%%

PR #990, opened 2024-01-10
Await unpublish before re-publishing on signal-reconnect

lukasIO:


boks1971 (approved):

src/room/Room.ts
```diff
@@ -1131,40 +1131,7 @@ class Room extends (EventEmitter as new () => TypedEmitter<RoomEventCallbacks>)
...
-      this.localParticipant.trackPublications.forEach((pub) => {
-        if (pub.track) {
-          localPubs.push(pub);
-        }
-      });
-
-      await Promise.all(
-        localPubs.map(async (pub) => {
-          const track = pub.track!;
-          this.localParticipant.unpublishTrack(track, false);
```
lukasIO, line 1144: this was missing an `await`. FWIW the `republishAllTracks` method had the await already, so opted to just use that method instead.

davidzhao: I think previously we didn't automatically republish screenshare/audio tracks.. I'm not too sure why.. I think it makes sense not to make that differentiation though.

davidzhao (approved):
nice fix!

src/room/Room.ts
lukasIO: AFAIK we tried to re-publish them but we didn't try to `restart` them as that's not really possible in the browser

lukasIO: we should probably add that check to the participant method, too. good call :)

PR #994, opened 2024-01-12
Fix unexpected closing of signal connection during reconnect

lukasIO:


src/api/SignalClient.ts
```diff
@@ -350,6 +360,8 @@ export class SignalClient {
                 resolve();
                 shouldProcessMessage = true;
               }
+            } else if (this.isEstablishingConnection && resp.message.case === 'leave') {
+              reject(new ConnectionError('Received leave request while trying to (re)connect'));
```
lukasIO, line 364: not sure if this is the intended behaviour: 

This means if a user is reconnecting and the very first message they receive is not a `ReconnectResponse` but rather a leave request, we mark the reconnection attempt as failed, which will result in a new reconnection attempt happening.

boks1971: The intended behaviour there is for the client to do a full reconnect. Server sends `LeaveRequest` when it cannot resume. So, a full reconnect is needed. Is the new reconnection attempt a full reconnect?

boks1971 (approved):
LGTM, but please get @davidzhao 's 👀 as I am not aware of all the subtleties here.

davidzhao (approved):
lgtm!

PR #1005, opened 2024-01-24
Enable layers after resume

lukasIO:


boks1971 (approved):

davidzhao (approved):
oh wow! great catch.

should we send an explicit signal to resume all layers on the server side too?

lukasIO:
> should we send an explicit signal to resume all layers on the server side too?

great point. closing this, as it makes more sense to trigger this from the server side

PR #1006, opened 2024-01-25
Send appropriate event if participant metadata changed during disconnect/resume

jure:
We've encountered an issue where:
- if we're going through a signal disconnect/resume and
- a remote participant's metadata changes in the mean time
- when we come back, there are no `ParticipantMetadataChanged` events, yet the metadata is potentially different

%%

Transcribe every line of the data, exactly as it stands.

* [Problem solution]
PR #990, opened 2024-01-10
Await unpublish before re-publishing on signal-reconnect

lukasIO:


boks1971 (approved):

src/room/Room.ts
```diff
@@ -1131,40 +1131,7 @@ class Room extends (EventEmitter as new () => TypedEmitter<RoomEventCallbacks>)
...
-      this.localParticipant.trackPublications.forEach((pub) => {
-        if (pub.track) {
-          localPubs.push(pub);
-        }
-      });
-
-      await Promise.all(
-        localPubs.map(async (pub) => {
-          const track = pub.track!;
-          this.localParticipant.unpublishTrack(track, false);
```
lukasIO, line 1144: this was missing an `await`. FWIW the `republishAllTracks` method had the await already, so opted to just use that method instead.

davidzhao: I think previously we didn't automatically republish screenshare/audio tracks.. I'm not too sure why.. I think it makes sense not to make that differentiation though.

davidzhao (approved):
nice fix!

src/room/Room.ts
lukasIO: AFAIK we tried to re-publish them but we didn't try to `restart` them as that's not really possible in the browser

lukasIO: we should probably add that check to the participant method, too. good call :)

PR #994, opened 2024-01-12
Fix unexpected closing of signal connection during reconnect

lukasIO:


src/api/SignalClient.ts
```diff
@@ -350,6 +360,8 @@ export class SignalClient {
                 resolve();
                 shouldProcessMessage = true;
               }
+            } else if (this.isEstablishingConnection && resp.message.case === 'leave') {
+              reject(new ConnectionError('Received leave request while trying to (re)connect'));
```
lukasIO, line 364: not sure if this is the intended behaviour: 

This means if a user is reconnecting and the very first message they receive is not a `ReconnectResponse` but rather a leave request, we mark the reconnection attempt as failed, which will result in a new reconnection attempt happening.

boks1971: The intended behaviour there is for the client to do a full reconnect. Server sends `LeaveRequest` when it cannot resume. So, a full reconnect is needed. Is the new reconnection attempt a full reconnect?

boks1971 (approved):
LGTM, but please get @davidzhao 's 👀 as I am not aware of all the subtleties here.

davidzhao (approved):
lgtm!

PR #1005, opened 2024-01-24
Enable layers after resume

lukasIO:


boks1971 (approved):

davidzhao (approved):
oh wow! great catch.

should we send an explicit signal to resume all layers on the server side too?

lukasIO:
> should we send an explicit signal to resume all layers on the server side too?

great point. closing this, as it makes more sense to trigger this from the server side

PR #1006, opened 2024-01-25
Send appropriate event if participant metadata changed during disconnect/resume

jure:
We've encountered an issue where:
- if we're going through a signal disconnect/resume and
- a remote participant's metadata changes in the mean time
- when we come back, there are no `ParticipantMetadataChanged` events, yet the metadata is potentially different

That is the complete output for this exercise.